_Stored data entries_:
:::
PR #3784, opened 2026-08-31
[Bugfix][TENT] TENT store warmup failure on multi-NUMA RDMA hosts

Colors-111:
## Description

On machines with multiple RDMA NICs spanning different NUMA nodes, starting a mooncake store in TENT mode (`MC_USE_TENT=1`) and connecting sglang via `--hicache-storage-backend mooncake` consistently fails during `MooncakeStore.warmup()`:

```
transfer_engine_impl.cpp:1652] Unable to find registered buffer for request: opcode 1 source 0x... target_id 1 target_offset 0x... length 4096 transport_hint unspec
transfer_task.cpp:800] Batch ... completed with task failures: task_ids=[0]AssertionError  # self.store.put(warmup_key, warmup_value) == 0
```

The same configuration works under the classic Transfer Engine (classic TE).

## Root Cause

When the store detects multiple NICs spanning NUMA nodes, it allocates NUMA-segmented memory for the segment and produces a location string of the form `"segments:4096:0,1"` via `buildSegmentsLocation()` (`mooncake-transfer-engine/src/memory_location.cpp`), passing it into TENT through `registerLocalMemory`.

TENT's `registerLocalMemory`, when `options.location` is not the wildcard, uses it to override the `"cpu:N"` probed by `getLocation()`, writes it into `BufferDesc.location`, and publishes it to metadata (`transfer_engine_impl.cpp`).

However, when the peer TENT resolves that buffer's location in `getTransportType()` → `TransportSelector::select()` → `isTransportAvailable()`:

- `getTypeEnum("segments")` returns `MTYPE_UNKNOWN`  (`transfer_engine_impl.cpp`, which only recognizes `"cpu"`/`"*"`)
- `memTypeFromLocation("segments:...")` likewise returns `MEM_UNKNOWN`  (`topology.h`)

As a result `remote_memory_type = MTYPE_UNKNOWN`, which matches none of the CPU↔CPU capability branches in `isTransportAvailable`, so `select()` returns `UNSPEC` and the transfer fails.

## Trigger Conditions and Reproduction

Multiple RDMA NICs distributed across different NUMA nodes (`seg_numa_nodes` non-empty) + TENT mode. On single-NIC or single-NUMA machines `seg_numa_nodes` is empty, location falls back to `kWildcardLocation` (`"*"`), and the issue does not trigger — which is why it is rarely seen in common single-node setups.

Exact trigger conditions (all three required):

1. **TENT mode**: `MC_USE_TENT=1`
2. **RDMA protocol**: `--protocol=rdma` (or sglang `hicache-storage-backend` configured with `protocol: rdma`)
3. **≥2 RDMA NICs on different NUMA nodes**: e.g. `mlx5_0` on NUMA 0, `mlx5_1` on NUMA 1

**Minimal reproduction**: two machines meeting the hardware conditions above. Start a TENT store on one (`mooncake_client` + `MC_USE_TENT=1`), and use a TENT client on the other (sglang `--hicache-storage-backend mooncake`) to write to it. The store's segment desc contains a 100GB buffer with location `"segments:4096:0,1"`; the client-side `select()` returns `UNSPEC` and `put` fails.

## Fix

The root cause is the location override in `registerLocalMemory`: any non-wildcard caller location replaces the probe with no validation, and `"segments:"` is merely the illegal value that happened to hit this path. The fix validates the caller location before overriding, keeping the probe as the source of truth for transport selection:

```cpp
if (options.location != kWildcardLocation && !options.location.empty()) {
    auto probed_type = getTypeEnum(LocationParser(desc.location).type());
    auto caller_type = getTypeEnum(LocationParser(options.location).type());
    if (caller_type == MTYPE_UNKNOWN) {
        // unknown type (e.g. "segments:...") → ignore caller, keep probe + WARN
    } else if (caller_type != probed_type) {
        // type conflict (e.g. cpu vs cuda) → ignore caller, keep probe + WARN
    } else {
        desc.location = options.location;   // same-type refinement (cpu:0 → cpu:1)
    }
}
```

This avoids polluting TENT's type system with a classic TE `"segments"` dialect and blocks any future illegal location, not just `"segments"`. The cross-NUMA layout is not lost — it is already recorded in `BufferDesc.regions` (`coalesceRegions(entries)`), which the RDMA worker uses for affinity; that is orthogonal to the `location` field (used only
for transport-type selection).

## Tests

- `TransferEngineConfigOverrideTest.RegisterLocalMemoryIgnoresIncompatibleCallerLocation`:
  starts a TCP-only engine, registers a host buffer with
  `options.location = "segments:4096:0,1"`, and asserts via `getSegmentInfo`
  that `buffer.location` keeps the probed `"cpu:..."` form — the caller's
  `"segments:"` does not leak in.

## Files Changed

- `mooncake-transfer-engine/tent/src/runtime/transfer_engine_impl.cpp` — validate caller location before overriding in `registerLocalMemory` 
- `mooncake-transfer-engine/tent/tests/transfer_engine_config_override_test.cpp` — adds `RegisterLocalMemoryIgnoresIncompatibleCallerLocation`

## Module

- [ ] CI/CD
- [ ] Docs
- [ ] Other

## Type of Change

- [X] Bug fix
- [ ] New feature
- [ ] Refactor
- [ ] Breaking change
- [ ] Documentation update
- [ ] Performance improvement
- [ ] Other

## How Has This Been Tested?

**Test commands:**
```bash
```

**Test results:**
- [X] Unit tests pass

## Checklist

## AI Assistance Disclosure

- [ ] No AI tools were used


staryxchen (commented):
Thanks for the detailed analysis. The warmup failure chain is real: on multi-NUMA, multi-NIC hosts the store writes "segments:..." into registerLocalMemory, TENT uses it to overwrite the probed "cpu:N", the peer’s getTypeEnum("segments") returns MTYPE_UNKNOWN, and selection becomes UNSPEC. Classic TE survives because it never uses this string to pick a transport; it only decodes it to "cpu:N" for HCA binding inside RDMA.

I would not treat "segments" as MTYPE_CPU / MEM_HOST. That string is classic TE’s NUMA-segment encoding, not a TENT memory type. TENT selection should only understand types like cpu / cuda / *. Teaching getTypeEnum a TE dialect means the next illegal location will fail the same way.

The deeper issue is the override itself:
```
  if (options.location != kWildcardLocation)
      desc.location = options.location;
```

  Any non-"*" caller string replaces the probe with no validation. "segments:" is just the illegal value that happened to hit this path. TENT cannot assume the location from upper layers is always valid.

registerLocalMemory observes existing memory; the probe is the source of truth. allocateLocalMemory is the API that should trust location (it is an allocation target). TENT already records cross-NUMA layout in regions, and the RDMA worker uses that for affinity. What gets overwritten is the location field used for transport selection.

Suggestion: validate the caller location before overriding.

  1. "*" / empty: keep the probe.
  2. Caller type unknown (segments:, garbage) or conflicts with the probe (cpu vs cuda): ignore the caller, log a WARNING, keep the probe.
  3. Same-type refinement only (e.g. probe "cpu:0", caller "cpu:1").

Then the store does not need a TENT-specific location path, and TENT’s type system does not need to learn a TE dialect. The MOONCAKE_LOCAL_HOSTNAME mapping is a separate change and should land on its own PR.

Colors-111:
> Thanks for the detailed analysis. The warmup failure chain is real: on multi-NUMA, multi-NIC hosts the store writes "segments:..." into registerLocalMemory, TENT uses it to overwrite the probed "cpu:N", the peer’s getTypeEnum("segments") returns MTYPE_UNKNOWN, and selection becomes UNSPEC. Classic TE survives because it never uses this string to pick a transport; it only decodes it to "cpu:N" for HCA binding inside RDMA.
> 
> I would not treat "segments" as MTYPE_CPU / MEM_HOST. That string is classic TE’s NUMA-segment encoding, not a TENT memory type. TENT selection should only understand types like cpu / cuda / *. Teaching getTypeEnum a TE dialect means the next illegal location will fail the same way.
> 
> The deeper issue is the override itself:
> 
> ```
>   if (options.location != kWildcardLocation)
>       desc.location = options.location;
> ```
> 
> Any non-"*" caller string replaces the probe with no validation. "segments:" is just the illegal value that happened to hit this path. TENT cannot assume the location from upper layers is always valid.
> 
> registerLocalMemory observes existing memory; the probe is the source of truth. allocateLocalMemory is the API that should trust location (it is an allocation target). TENT already records cross-NUMA layout in regions, and the RDMA worker uses that for affinity. What gets overwritten is the location field used for transport selection.
> 
> Suggestion: validate the caller location before overriding.
> 
> 1. "*" / empty: keep the probe.
> 2. Caller type unknown (segments:, garbage) or conflicts with the probe (cpu vs cuda): ignore the caller, log a WARNING, keep the probe.
> 3. Same-type refinement only (e.g. probe "cpu:0", caller "cpu:1").
> 
> Then the store does not need a TENT-specific location path, and TENT’s type system does not need to learn a TE dialect. The MOONCAKE_LOCAL_HOSTNAME mapping is a separate change and should land on its own PR.

Thanks for the detailed review! I've updated the PR to follow your recommended approach — validating the caller-supplied location before overriding the probe in `registerLocalMemory`, instead of teaching `getTypeEnum` the "segments" dialect. The `MOONCAKE_LOCAL_HOSTNAME` mapping has also been split out to a separate PR. Please take another look when you have a chance.

catyans (approved):
Reviewed `730f6124b5`. The revised fix addresses the failure at the correct boundary: `registerLocalMemory()` keeps the probed memory type as the source of truth, ignores unknown caller encodings such as `segments:...` and known-type conflicts, and still permits same-type location refinement. The independently recorded `regions` remain available for RDMA affinity, so rejecting the classic-TE location dialect does not discard the multi-NUMA routing information. The unrelated `MOONCAKE_LOCAL_HOSTNAME` change has also been removed from this PR.

The regression test exercises the original metadata corruption path and verifies that `segments:...` cannot leak into the published buffer location. I found no blocking issue and approve this direction.

Non-blocking follow-up: add small cases for the other two validation branches—a known conflicting type is ignored, while a valid same-type refinement is accepted. The current test directly covers only the unknown-type branch. Please also let the newly triggered CI complete before merge.

staryxchen:
@Colors-111 There are some fail job, plz check it out.

staryxchen (commented):
The unknown-type path (segments:...) is covered. Please add two small cases on the same fixture:

1. Conflicting known type: register host memory with cuda:0 and assert the published location stays cpu:....
2. 2. Same-type refinement: register with cpu:1 (different from the probe) and assert the published location is the caller value.

That exercises the mismatch-ignore and same-type-accept branches; "*" / empty can stay untested.

catyans (approved):
LGTM. Re-reviewed the current head; the follow-up only removes the duplicated `/metadata` suffix from the test endpoint, with no production-code change. The TENT matrices pass.

The remaining PG elastic recovery failure is unrelated to this change; please rerun it before merge.

alogfans (approved):
LGTM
:::
When a line among the entries contains "land", pull that line out.

Then the store does not need a TENT-specific location path, and TENT’s type system does not need to learn a TE dialect. The MOONCAKE_LOCAL_HOSTNAME mapping is a separate change and should land on its own PR.
> Then the store does not need a TENT-specific location path, and TENT’s type system does not need to learn a TE dialect. The MOONCAKE_LOCAL_HOSTNAME mapping is a separate change and should land on its own PR.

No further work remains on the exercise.